* **ACTIVITY**
In the records below, find each line with "vectorize" and copy it.

* **PROVIDED INFORMATION**
***

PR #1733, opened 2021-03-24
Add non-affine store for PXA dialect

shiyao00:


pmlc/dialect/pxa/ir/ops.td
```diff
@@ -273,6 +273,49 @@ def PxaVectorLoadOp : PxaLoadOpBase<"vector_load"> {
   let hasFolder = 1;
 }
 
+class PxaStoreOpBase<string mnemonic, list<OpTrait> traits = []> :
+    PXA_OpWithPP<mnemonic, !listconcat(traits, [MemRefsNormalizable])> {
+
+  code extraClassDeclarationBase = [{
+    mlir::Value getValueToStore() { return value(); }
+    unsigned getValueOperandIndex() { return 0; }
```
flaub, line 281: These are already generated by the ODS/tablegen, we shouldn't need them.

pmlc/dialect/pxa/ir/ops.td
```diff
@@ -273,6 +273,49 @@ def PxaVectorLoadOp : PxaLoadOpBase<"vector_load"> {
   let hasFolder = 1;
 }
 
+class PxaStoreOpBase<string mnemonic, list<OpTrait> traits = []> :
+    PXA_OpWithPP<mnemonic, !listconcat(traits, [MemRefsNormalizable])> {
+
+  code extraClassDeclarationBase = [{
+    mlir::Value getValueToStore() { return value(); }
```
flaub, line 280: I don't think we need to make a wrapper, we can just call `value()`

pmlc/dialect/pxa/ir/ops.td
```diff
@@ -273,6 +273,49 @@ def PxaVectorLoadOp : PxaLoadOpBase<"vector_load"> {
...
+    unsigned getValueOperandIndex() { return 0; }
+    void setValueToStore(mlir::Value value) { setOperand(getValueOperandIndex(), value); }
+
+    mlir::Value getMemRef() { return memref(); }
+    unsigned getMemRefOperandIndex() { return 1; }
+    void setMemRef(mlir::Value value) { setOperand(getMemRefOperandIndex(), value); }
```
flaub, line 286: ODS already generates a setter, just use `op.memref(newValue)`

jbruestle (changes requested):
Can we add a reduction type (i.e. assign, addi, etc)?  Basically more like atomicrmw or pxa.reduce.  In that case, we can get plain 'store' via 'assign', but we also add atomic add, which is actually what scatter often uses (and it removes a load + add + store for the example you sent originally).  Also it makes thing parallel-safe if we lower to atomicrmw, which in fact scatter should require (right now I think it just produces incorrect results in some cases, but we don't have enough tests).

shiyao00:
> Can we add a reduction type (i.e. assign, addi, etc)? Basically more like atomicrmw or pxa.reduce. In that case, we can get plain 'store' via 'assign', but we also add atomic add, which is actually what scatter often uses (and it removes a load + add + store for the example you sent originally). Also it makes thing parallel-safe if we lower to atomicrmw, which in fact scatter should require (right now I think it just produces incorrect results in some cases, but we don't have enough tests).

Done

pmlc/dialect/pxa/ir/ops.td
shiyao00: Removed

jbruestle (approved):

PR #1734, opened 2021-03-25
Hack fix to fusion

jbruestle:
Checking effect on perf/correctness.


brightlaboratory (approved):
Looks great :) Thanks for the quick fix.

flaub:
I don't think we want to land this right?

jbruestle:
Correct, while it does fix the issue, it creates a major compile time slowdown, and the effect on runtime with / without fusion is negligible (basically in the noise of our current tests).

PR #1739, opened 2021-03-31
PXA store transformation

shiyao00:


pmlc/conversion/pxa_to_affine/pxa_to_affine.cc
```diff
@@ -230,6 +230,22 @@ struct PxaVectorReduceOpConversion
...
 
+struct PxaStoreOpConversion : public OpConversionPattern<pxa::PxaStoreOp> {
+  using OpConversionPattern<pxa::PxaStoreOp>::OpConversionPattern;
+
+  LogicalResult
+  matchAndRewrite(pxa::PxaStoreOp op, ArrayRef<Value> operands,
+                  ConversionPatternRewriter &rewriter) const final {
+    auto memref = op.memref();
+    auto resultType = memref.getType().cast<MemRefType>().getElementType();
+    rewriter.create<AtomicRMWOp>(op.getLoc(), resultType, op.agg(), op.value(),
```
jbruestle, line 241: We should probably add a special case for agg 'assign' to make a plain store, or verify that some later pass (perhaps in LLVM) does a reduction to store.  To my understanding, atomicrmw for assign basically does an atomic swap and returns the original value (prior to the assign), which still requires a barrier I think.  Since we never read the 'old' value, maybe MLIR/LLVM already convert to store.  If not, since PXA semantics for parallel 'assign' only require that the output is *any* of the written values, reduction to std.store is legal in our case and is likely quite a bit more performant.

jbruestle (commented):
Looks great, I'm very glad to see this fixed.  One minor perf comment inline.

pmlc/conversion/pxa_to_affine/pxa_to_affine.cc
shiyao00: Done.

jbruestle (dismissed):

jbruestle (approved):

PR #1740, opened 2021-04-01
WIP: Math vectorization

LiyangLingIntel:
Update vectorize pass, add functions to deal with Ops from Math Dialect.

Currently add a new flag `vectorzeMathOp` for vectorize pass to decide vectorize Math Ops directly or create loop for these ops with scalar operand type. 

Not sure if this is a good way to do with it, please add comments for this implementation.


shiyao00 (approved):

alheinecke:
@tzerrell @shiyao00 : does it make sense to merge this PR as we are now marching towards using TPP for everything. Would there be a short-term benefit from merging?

***

* **SOLUTION TO THIS EXERCISE**
Update vectorize pass, add functions to deal with Ops from Math Dialect.
Currently add a new flag `vectorzeMathOp` for vectorize pass to decide vectorize Math Ops directly or create loop for these ops with scalar operand type. 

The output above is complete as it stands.